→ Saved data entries
----

PR #1729, opened 2020-06-10
Added recent messages to UserInfoPopup

### LINKED ISSUE #1726: Add the Search window to every Usercard and auto-fill with username
**What should be added?**
Adding CTRL-F to open logs was great but what would be amazing is to have that whole search window also part of every usercard popup and auto-fill the search field with the username to get only their messages and those who mentioned them.

Nothing needs to change with the search window, just add it onto the bottom of the usercard window.

**Why should it be added?**
Clicking a user to instantly see and be able to search their logs and mentions from the usercard is 1000% faster than CTRL-F and type username.

This would add a ton of usability to the usercard itself, rather than having to further open other windows and clicking/typing. Very important when a chat is moving fast and you need to check a log and timeout/ban quickly.

0xRainy:
Code copied from https://github.com/Chatterino/chatterino2/pull/1238
Resolves #1726

# Description

Adds a window to the bottom of the UserInfoPopup that contains recent messages for that user (only the messages that are still in the chat window).

Cut the code from the multiple feature containing PR https://github.com/Chatterino/chatterino2/pull/1238, and changed the popup to a non-frameless window so that it can be resized easily and increased the default size to accommodate the new log portion.

I don't know C++ so this is pure copy+paste. If there are any issues, I can try and fix it but it would probably be done faster by somebody else. 

Built and tested on Win10 64bit and it works great.

Further improvement could be made by:
- Displaying the users messages from locally stored log files 
- Adding a search box above or below the log portion
- Including mentions from other users
- Allowing multiple UserInfoPopup windows to be open at once
- Implementing QSizeGrip and reverting to a frameless window

### DIFF
--- a/.github/workflows/build.yml
+++ b/.github/workflows/build.yml
@@ -55,8 +55,7 @@ jobs:
       - name: Install dependencies (Windows)
         if: startsWith(matrix.os, 'windows')
         run: |
-            REM We use this source (temporarily?) until choco has updated their version of conan
-            choco install conan -y -s="https://api.bintray.com/nuget/anotherfoxguy/choco-pkg"
+            choco install conan -y
 
             refreshenv
         shell: cmd
--- a/docs/ENV.md
+++ b/docs/ENV.md
@@ -20,7 +20,7 @@ Arguments:
  - `%1` = Emote set ID
 
 ### CHATTERINO2_IMAGE_UPLOADER_URL
-Used to change the URL that Chatterino2 uses when trying to paste an image into chat. This can be used for hosting the uploaded images yourself.
+Used to change the URL that Chatterino2 uses when trying to paste an image into chat. This can be used for hosting the uploaded images yourself.  
 Default value: `https://i.nuuls.com/upload`
 
 Arguments:
@@ -29,6 +29,10 @@ Arguments:
 Notes:
  - If you want to host the images yourself. You need [Nuuls' filehost software](https://github.com/nuuls/filehost)
  - Other image hosting software is currently not supported.
+
+### CHATTERINO2_IMAGE_UPLOADER_FORM_BODY
+Used to change the name of an image form field in a request to the URL that Chatterino2 uses when trying to paste an image into chat. This can be used when your image uploading software accepts a different form field than default value.  
+Default value: `attachment`
 
 ### CHATTERINO2_TWITCH_SERVER_HOST
 String value used to change what Twitch chat server host to connect to.  
--- a/src/common/Aliases.hpp
+++ b/src/common/Aliases.hpp
@@ -34,3 +34,4 @@ QStringAlias(Url);
 QStringAlias(Tooltip);
 QStringAlias(EmoteId);
 QStringAlias(EmoteName);
+QStringAlias(EmoteAuthor);
--- a/src/common/Channel.cpp
+++ b/src/common/Channel.cpp
@@ -59,6 +59,11 @@ bool Channel::isEmpty() const
     return this->name_.isEmpty();
 }
 
+bool Channel::hasMessages() const
+{
+    return !this->messages_.empty();
+}
+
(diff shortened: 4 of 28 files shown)


0xRainy:
Don't know why the formatting is different on the commit than in my Visual Studio 2017, I will swap the include though.

https://github.com/Chatterino/chatterino2/pull/1729/checks?check_run_id=756344899#step:6:33, https://github.com/Chatterino/chatterino2/pull/1729/checks?check_run_id=756344899#step:6:42, and https://github.com/Chatterino/chatterino2/pull/1729/checks?check_run_id=756344899#step:6:10 are correct in my local files. I'll fix it if someone can tell me how.

TranRed:
Not knowing C++ and copying code from someone who also doesn't know C++. I like your style 👍 

Actually would like to see it merge, I kept my own version around for a while when I had it. It's a good addition to the usercard.

zneix:
I built chatterino from [latest commit `c2041de`](c2041de) on Debian 10 and it looks like I can't move the Popup. I am able to do that on [latest nightly `39cc421`](39cc421), so I think that recent changes broke this feature. Though, I am not sure if that's just me, so can someone confirm that?

0xRainy:
I checked the logs and I built off of that commit https://github.com/Chatterino/chatterino2/commit/39cc421f95d6e7af5f4719994b38e1190f1c5f24, and I don't have a deb install right now so I can't test it.  Looking over the code not sure what could be causing it, can you try building from https://github.com/Chatterino/chatterino2/pull/1729/commits/a665108d3f911a0b5437d2b6e46e22235c100d5e

0xRainy:
> 2\. You can press a users name in the UserInfoPopup's list of recent messages which opens a new UserInfoPopup. We should find a way to disable this functionality from within the UserInfoPopup, this is not a blocker though so don't spend too much time on it.

Would you be ok with just allowing multiple UserInfoPopup windows to be open at once instead? This is something that I wanted to do but wasn't sure how, didn't spend a lot of time looking around.

0xRainy:
Discovered an issue, with #1674 merged, when clicking on a mention from within the UserDialogPopup a new usercard is opened but is not populated with the users messages even after clicking refresh.

pajlada:
I snuck in a sneaky commit which enables you to close the UserInfoPopup using the Escape button (worked on Linux before because that's a Popup standard)

pajlada:
If you could swap the linux window flag to Dialog that'd be an acceptable solution for me, however it would also need the `setActionOnFocusLoss` flag removed (resizing a window or moving a window in Linux means it loses focus, thus deleting the UserInfoPopup)

If that's not a problem on windows, feel free to wrap it in an ifndef Q_OS_LINUX

0xRainy:
Ok so having `BaseWindow::FramelessDraggable` makes the window unable to be resized no matter what I do (QSizeGrip or flag as Dialog instead of Popup).

Using `BaseWindow::EnableCustomFrame` as well as changing from window flag Popup to Dialog should fix any dragging issues on linux and it matches the theme of the other windows. I did have to remove the `setActionOnFocusLoss` flag because it closes the window on windows as well.

You can test these changes with this branch https://github.com/0xRainy/chatterino2/tree/UserDialogWithLogsMultipleOpen and it looks like this


The other option is a frameless window that isn't resizable but works the same way https://github.com/0xRainy/chatterino2/tree/UserDialogWithLogsMultipleOpenFrameless, it looks like this


(the refresh button moving around is fixed in the branches just not in the gifs)

Aside from choosing a style, this is ready to go.

0xRainy:
> Discovered an issue, with #1674 merged, when clicking on a mention from within the UserInfoPopup a new usercard is opened but is not populated with the users messages even after clicking refresh.

This is now [fixed](https://i.imgur.com/ntz9MYz.mp4), thank you @dnsge

pajlada:
Works great for me on Arch Linux btw using i3. thanks for the contribution!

----

→ Exercise
The entries above are to be retyped exactly.

→ The completed task
PR #1729, opened 2020-06-10
Added recent messages to UserInfoPopup

### LINKED ISSUE #1726: Add the Search window to every Usercard and auto-fill with username
**What should be added?**
Adding CTRL-F to open logs was great but what would be amazing is to have that whole search window also part of every usercard popup and auto-fill the search field with the username to get only their messages and those who mentioned them.

Nothing needs to change with the search window, just add it onto the bottom of the usercard window.

**Why should it be added?**
Clicking a user to instantly see and be able to search their logs and mentions from the usercard is 1000% faster than CTRL-F and type username.

This would add a ton of usability to the usercard itself, rather than having to further open other windows and clicking/typing. Very important when a chat is moving fast and you need to check a log and timeout/ban quickly.

0xRainy:
Code copied from https://github.com/Chatterino/chatterino2/pull/1238
Resolves #1726

# Description

Adds a window to the bottom of the UserInfoPopup that contains recent messages for that user (only the messages that are still in the chat window).

Cut the code from the multiple feature containing PR https://github.com/Chatterino/chatterino2/pull/1238, and changed the popup to a non-frameless window so that it can be resized easily and increased the default size to accommodate the new log portion.

I don't know C++ so this is pure copy+paste. If there are any issues, I can try and fix it but it would probably be done faster by somebody else. 

Built and tested on Win10 64bit and it works great.

Further improvement could be made by:
- Displaying the users messages from locally stored log files 
- Adding a search box above or below the log portion
- Including mentions from other users
- Allowing multiple UserInfoPopup windows to be open at once
- Implementing QSizeGrip and reverting to a frameless window

### DIFF
--- a/.github/workflows/build.yml
+++ b/.github/workflows/build.yml
@@ -55,8 +55,7 @@ jobs:
       - name: Install dependencies (Windows)
         if: startsWith(matrix.os, 'windows')
         run: |
-            REM We use this source (temporarily?) until choco has updated their version of conan
-            choco install conan -y -s="https://api.bintray.com/nuget/anotherfoxguy/choco-pkg"
+            choco install conan -y
 
             refreshenv
         shell: cmd
--- a/docs/ENV.md
+++ b/docs/ENV.md
@@ -20,7 +20,7 @@ Arguments:
  - `%1` = Emote set ID
 
 ### CHATTERINO2_IMAGE_UPLOADER_URL
-Used to change the URL that Chatterino2 uses when trying to paste an image into chat. This can be used for hosting the uploaded images yourself.
+Used to change the URL that Chatterino2 uses when trying to paste an image into chat. This can be used for hosting the uploaded images yourself.  
 Default value: `https://i.nuuls.com/upload`
 
 Arguments:
@@ -29,6 +29,10 @@ Arguments:
 Notes:
  - If you want to host the images yourself. You need [Nuuls' filehost software](https://github.com/nuuls/filehost)
  - Other image hosting software is currently not supported.
+
+### CHATTERINO2_IMAGE_UPLOADER_FORM_BODY
+Used to change the name of an image form field in a request to the URL that Chatterino2 uses when trying to paste an image into chat. This can be used when your image uploading software accepts a different form field than default value.  
+Default value: `attachment`
 
 ### CHATTERINO2_TWITCH_SERVER_HOST
 String value used to change what Twitch chat server host to connect to.  
--- a/src/common/Aliases.hpp
+++ b/src/common/Aliases.hpp
@@ -34,3 +34,4 @@ QStringAlias(Url);
 QStringAlias(Tooltip);
 QStringAlias(EmoteId);
 QStringAlias(EmoteName);
+QStringAlias(EmoteAuthor);
--- a/src/common/Channel.cpp
+++ b/src/common/Channel.cpp
@@ -59,6 +59,11 @@ bool Channel::isEmpty() const
     return this->name_.isEmpty();
 }
 
+bool Channel::hasMessages() const
+{
+    return !this->messages_.empty();
+}
+
(diff shortened: 4 of 28 files shown)


0xRainy:
Don't know why the formatting is different on the commit than in my Visual Studio 2017, I will swap the include though.

https://github.com/Chatterino/chatterino2/pull/1729/checks?check_run_id=756344899#step:6:33, https://github.com/Chatterino/chatterino2/pull/1729/checks?check_run_id=756344899#step:6:42, and https://github.com/Chatterino/chatterino2/pull/1729/checks?check_run_id=756344899#step:6:10 are correct in my local files. I'll fix it if someone can tell me how.

TranRed:
Not knowing C++ and copying code from someone who also doesn't know C++. I like your style 👍 

Actually would like to see it merge, I kept my own version around for a while when I had it. It's a good addition to the usercard.

zneix:
I built chatterino from [latest commit `c2041de`](c2041de) on Debian 10 and it looks like I can't move the Popup. I am able to do that on [latest nightly `39cc421`](39cc421), so I think that recent changes broke this feature. Though, I am not sure if that's just me, so can someone confirm that?

0xRainy:
I checked the logs and I built off of that commit https://github.com/Chatterino/chatterino2/commit/39cc421f95d6e7af5f4719994b38e1190f1c5f24, and I don't have a deb install right now so I can't test it.  Looking over the code not sure what could be causing it, can you try building from https://github.com/Chatterino/chatterino2/pull/1729/commits/a665108d3f911a0b5437d2b6e46e22235c100d5e

0xRainy:
> 2\. You can press a users name in the UserInfoPopup's list of recent messages which opens a new UserInfoPopup. We should find a way to disable this functionality from within the UserInfoPopup, this is not a blocker though so don't spend too much time on it.

Would you be ok with just allowing multiple UserInfoPopup windows to be open at once instead? This is something that I wanted to do but wasn't sure how, didn't spend a lot of time looking around.

0xRainy:
Discovered an issue, with #1674 merged, when clicking on a mention from within the UserDialogPopup a new usercard is opened but is not populated with the users messages even after clicking refresh.

pajlada:
I snuck in a sneaky commit which enables you to close the UserInfoPopup using the Escape button (worked on Linux before because that's a Popup standard)

pajlada:
If you could swap the linux window flag to Dialog that'd be an acceptable solution for me, however it would also need the `setActionOnFocusLoss` flag removed (resizing a window or moving a window in Linux means it loses focus, thus deleting the UserInfoPopup)

If that's not a problem on windows, feel free to wrap it in an ifndef Q_OS_LINUX

0xRainy:
Ok so having `BaseWindow::FramelessDraggable` makes the window unable to be resized no matter what I do (QSizeGrip or flag as Dialog instead of Popup).

Using `BaseWindow::EnableCustomFrame` as well as changing from window flag Popup to Dialog should fix any dragging issues on linux and it matches the theme of the other windows. I did have to remove the `setActionOnFocusLoss` flag because it closes the window on windows as well.

You can test these changes with this branch https://github.com/0xRainy/chatterino2/tree/UserDialogWithLogsMultipleOpen and it looks like this


The other option is a frameless window that isn't resizable but works the same way https://github.com/0xRainy/chatterino2/tree/UserDialogWithLogsMultipleOpenFrameless, it looks like this


(the refresh button moving around is fixed in the branches just not in the gifs)

Aside from choosing a style, this is ready to go.

0xRainy:
> Discovered an issue, with #1674 merged, when clicking on a mention from within the UserInfoPopup a new usercard is opened but is not populated with the users messages even after clicking refresh.

This is now [fixed](https://i.imgur.com/ntz9MYz.mp4), thank you @dnsge

pajlada:
Works great for me on Arch Linux btw using i3. thanks for the contribution!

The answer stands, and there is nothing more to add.